= Beginning of Section =

PR #1913, opened 2025-05-23
Improve screen reader support for Document access

dariiing:
When a link to a document is received, users can either open the document or see a status/error message (eg: 'Document was destroyed by an owner'). These messages are now announced by screen readers. Also added visible outlines for links as a minor enhancement.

= End of Section =

Scan the listing for the word "screen". Copy every line in which it appears.

Improve screen reader support for Document access
When a link to a document is received, users can either open the document or see a status/error message (eg: 'Document was destroyed by an owner'). These messages are now announced by screen readers. Also added visible outlines for links as a minor enhancement.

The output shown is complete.